• EXERCISE INSTRUCTIONS: The line containing "-1,0 +1,124 @@" opens the span to copy, and the last line of the records below closes it. Write out that span exactly.

*** MATERIALS PROVIDED

PR #2903, opened 2019-08-29
DHFPROD-2784: Can now generate a NiFi template for a flow

rjrudin:
Have only tested this on the 3-step flow in the dh-5-example project, but it works fine there. Note the instructions printed out by the Gradle task for modifying the template after it's been loaded into NiFi.

### DIFF
--- a/marklogic-data-hub/src/main/resources/ml-modules/root/data-hub/5/nifi/database-client-service.xqy
+++ b/marklogic-data-hub/src/main/resources/ml-modules/root/data-hub/5/nifi/database-client-service.xqy
@@ -1,0 +1,124 @@
+xquery version "1.0-ml";
+
+module namespace nifi = "http://marklogic.com/data-hub/nifi";
+
+declare function build-database-client-service($params as map:map)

******

• ANSWER SPACE:
@@ -1,0 +1,124 @@
+xquery version "1.0-ml";
+
+module namespace nifi = "http://marklogic.com/data-hub/nifi";
+
+declare function build-database-client-service($params as map:map)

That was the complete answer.